The Fluidity of Liquidity
To meet policyholder demands and terms of their financing arrangements, life insurers must maintain adequate levels of liquidity. Here are some reasons why today’s environment makes liquidity management so critical.
As seen by the recent events in the banking industry, rising interest rates can also pose a challenge for life insurance companies, potentially threatening their financial health. Along with inadequately priced products, poor expense management, investment defaults and fraud, rising rates can be a factor contributing to insurer insolvency by impairing liquidity, or the ability to raise sufficient cash, when needed, to meet payment demands. In the past, insurer liquidity crises largely were the result of poor product management (for example, writing policies that allowed for large-scale, immediate policyholder cash-outs), inadequate liquidity in investment portfolios to fund redemptions, or poor anticipation of disintermediation risk due to changing economic conditions.
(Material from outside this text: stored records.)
Issue #3778, opened 2022-01-21
When parser encounters some special property names, it will report an error


cangfengzhs:
https://discuss.nebula-graph.com.cn/t/topic/7162
```
(root@nebula) [test]> create EDGE edge_type1(e string, e1 string,p string, p1 string);
Execution succeeded (time spent 3092/3706 us)
                                                  
Fri, 21 Jan 2022 15:52:27 CST

(root@nebula) [test]> go from 1 over edge_type1 where edge_type1.e=="1" yield edge as e;
+---+
| e |
+---+
+---+
Empty set (time spent 5529/6241 us)

Fri, 21 Jan 2022 15:53:01 CST

(root@nebula) [test]> go from 1 over edge_type1 where edge_type1.e1=="1" yield edge as e;
[ERROR (-1004)]: SyntaxError: Out of range: near `.e1'

Fri, 21 Jan 2022 15:53:05 CST

(root@nebula) [test]> go from 1 over edge_type1 where edge_type1.p=="1" yield edge as e;
+---+
| e |
+---+
+---+
Empty set (time spent 5335/5965 us)

Fri, 21 Jan 2022 15:53:12 CST

(root@nebula) [test]> go from 1 over edge_type1 where edge_type1.p1=="1" yield edge as e;
+---+
| e |
+---+
+---+
Empty set (time spent 5281/6015 us)

```

CPWstatic:
It should be a matter of scientific notation.

PR #4136, opened 2022-04-12
fix the wrong regex pattern of scientific notation

jievince:
## What type of PR is this?
- [x] bug
- [ ] feature
- [ ] enhancement

#### Issue(s) number: 
Fix https://github.com/vesoft-inc/nebula/issues/3778
#### Description:
`.e1` is not a valid format of scientific notation.

## Checklist:
Tests:
- [ ] Function test
- [ ] Performance test
- [ ] N/A

Affects:

## Release notes:

> ex. Fixed the bug .....


src/parser/scanner.lex
```diff
@@ -404,7 +404,8 @@ LABEL_FULL_WIDTH            {CN_EN_FULL_WIDTH}{CN_EN_NUM_FULL_WIDTH}*
 
 {DEC}*\.{DEC}+              |
 {DEC}+\.{DEC}*              |
-{DEC}*\.{DEC}*{EXP}         |
+{DEC}*\.{DEC}+{EXP}         |
```
Shylock-Hg, line 407: I think you could add `{EXP}?` directly.

jievince: nice!

Shylock-Hg (approved):

yixinglu (approved):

In hindsight, proper planning and stress testing could have saved most, if not all, insurers facing insolvency in the past. Given today’s environment, attention to liquidity needs is more important than ever.
Reasons for an Increased Focus on Liquidity
IMR WOES
The turbulent economic environment of 2022 was characterized by high and unanticipated inflation, a sharp spike in interest rates, and steep declines in the prices of equity and fixed income securities. These extreme events caused a significant decline in asset values for all insurers, leading to grievous unrealized losses in their investment portfolios.
Figure 1: Life Industry Unrealized Gain/Loss and IMR
Source: S&P. As of December 31, 2022
Thanks to the statutory book-value accounting used by insurance companies, large declines in a portfolio’s market value are rendered harmless until they are realized. But since accounting for realized gains and losses runs through the Interest Maintenance Reserve (IMR), which due to a legacy ruling must be positive to act as a buffer, large amounts of realized losses will eventually begin to degrade surplus positions, regardless of how well assets are managed against liability needs. The unnatural effect of this makes insurers reluctant to trade their portfolio, either for repositioning to improve credit risk management or to accommodate policyholders demanding cash for their policies. These forces create additional liquidity strains for insurers, where a record 26% of life insurers were in a negative IMR position as of year-end 2022.1
1. Source: S&P. As of December 31, 2022.